Monday, March 16, 2015

Ch. 25 (discussion post for 3/3)

I found Ch. 25 to be interesting and informative. The difference between interactivity and interpassivity was a lot different than what I originally thought. The quality of interactivity is interesting to me. Depending on how much the user or consumer puts in, is how much they get out of the mass media/ social media. One can uncritically and passively read the same articles and social media posts as someone who is reading them critically and actively, allowing the information to raise questions and bring out a specific opinion, which they will later add to the argument. This is when social media and mass media is most helpful. Interpassivity seems like mindlessness to me. The loss of autonomy in interpassivity also sparked interest within me. I find it interesting, and true that as one reads passively, and does not make their own opinions, they get shuffled along with a mass group of people and is passively known to accept whatever they are passive about, until stated otherwise. Its pretty much shallow use of the tools the media gives you. This especially can be seen in political issues, where there are many ways one can assert their opinions and find out information, but many do not do this simply due to lack of interest, or simple laziness. I find Hactivists and Hackers to be some of the most active, critical users of media. Though they give power to capitalism, and "the establishment," the actively rebel against it using multiple mediums and purposely do things within the internet. It gives empowerment to the people. Though people may not be inter-passive within the media, does not mean they are active within the actual societal structures they are being active within on the web. Meaning, they may show great support and contribute to arguments and information online, but do nothing outside of this in reality. This can be a problem in the future if people stop acting out and just use social media to fight against or fight for causes.

1 comment:

  1. I too found what Taylor had to say fascinating. I thoroughly enjoyed his references to the Matrix in the context of interactivity/passivity. It seemed to me that his biggest issue is the false sense of agency “interactive” technologies provide. I liked a particular line from Baudrillard, 1981 on this issue:

    “We know the results of such phenomena as mass ownership of walkie-talkies, or everyone making their own cinema: a kind of Sunday tinkering on the periphery of the system.”

    The immediate example from today’s society that came to mind was the incorporation of Twitter into various television broadcasts. These networks engage their audiences and give them the illusion of control over the discourse of a given program by making their broadcasts more “interactive.” At the end of the day however, these viewers play into “the Establishment” by padding the program’s ratings – sounds like a Matrix scenario if I’ve ever seen one.

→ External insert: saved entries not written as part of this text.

PR #10128, opened 2026-06-16
Mitigate compiler thread priority inversion

pixelflinger:
Introduce a cross-platform helper, ThreadPriorityOverride, to prevent priority inversion in ShaderCompilerService when the main thread blocks waiting for background shader compilation.

If the main thread enters a condition variable wait, it temporarily elevates the compiling thread's priority to DISPLAY / USER_INTERACTIVE. Once compilation concludes, the priority is restored to its baseline.

This behavior is gated behind the new FeatureFlag
'backend.enable_priority_override_mitigation', which defaults to false. When enabled, compiler thread pool threads default to BACKGROUND priority rather than DISPLAY, conserving system resources.

BUGS=[524748747]


filament/backend/src/opengl/ShaderCompilerService.cpp
```diff
@@ -118,9 +121,11 @@ struct ShaderCompilerService::OpenGLProgramToken : ProgramToken {
     // This may block until the token is ready to be used.
     void wait() const noexcept {
         UniqueLock l(lock);
+        priorityOverride.startOverride();
```
show50726: Is it possible that a job completes before `wait()` is called, causing us to raise the thread's priority but never restore it?

pixelflinger: the priority is always restored at the top of the main loop as a safety measure.

show50726 (approved):

filament/backend/src/opengl/ShaderCompilerService.cpp
```diff
@@ -241,7 +255,8 @@ void ShaderCompilerService::init() noexcept {
         // By default, we use one thread at the same priority as the gl thread. This is the
```
trie94, line 255: should we update this comment that we allow priority override?


also a qq: if it was using the same priority as the gl thread, why was it still causing the priority inversion problem? is it because it is still lower than the main render thread?

trie94 (approved):

filament/backend/src/opengl/ShaderCompilerService.cpp
pixelflinger: It was only causing a priority inversion problem on ANGLE / PowerVR, on other platforms, we mistakenly set the priority to DISPLAY.
I know there was some _internal_ reports of priority inversion on other platforms, but these reports were wrong, they were observing something else.

filament/backend/src/ThreadPriorityOverride.h
```diff
@@ -0,0 +1,204 @@
...
+            SetThreadPriority(thread, THREAD_PRIORITY_HIGHEST);
+        }
+#endif
+    }
+
+    /**
+     * Called by the waiting thread to release the temporary priority elevation.
+     * On Apple, this tears down the pthread QoS override.
+     */
+    void endOverride() noexcept {
```
poweifeng, line 129: nit: is it possible to just combine `endOverride` and `restoreDefaultPriority`?  Semantically, they seem to want to do the same thing (return priority to the before state, or tear down).

Maybe let `startOverride` take the default priority as a parameter?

    As far as what Taylor has to say about hacktivism goes, I think he has a point in that it is easy for the relatively “tech-unsavvy” to pass the buck on social issues to hacktivists. Some of this probably stems from the undeniable trend in the technology industry to make products and services simpler and effortless to use and thereby accessible to a wider demographic (think I don’t think it is a stretch to say that this trend has caused increased laziness in a significant population of average users.

    At the same time I agree with you in thinking that Taylor makes a reductionist statement by saying that hacktivists have no real capabilities to engender social change. If information/knowledge is power (which I firmly believe) hacktivists such as Anonymous and those involved in the endeavors of WikiLeaks hold the to keys to the armory. However, to continue this analogy, hacktivists need the help of soldiers (ie the masses) to take up arms. This is where slacktivism, as you allude to in your post, becomes a threat to social progress. Perhaps this limitation on the power of the tech-savvy is the root of Taylor’s criticism of hacktivists in his piece.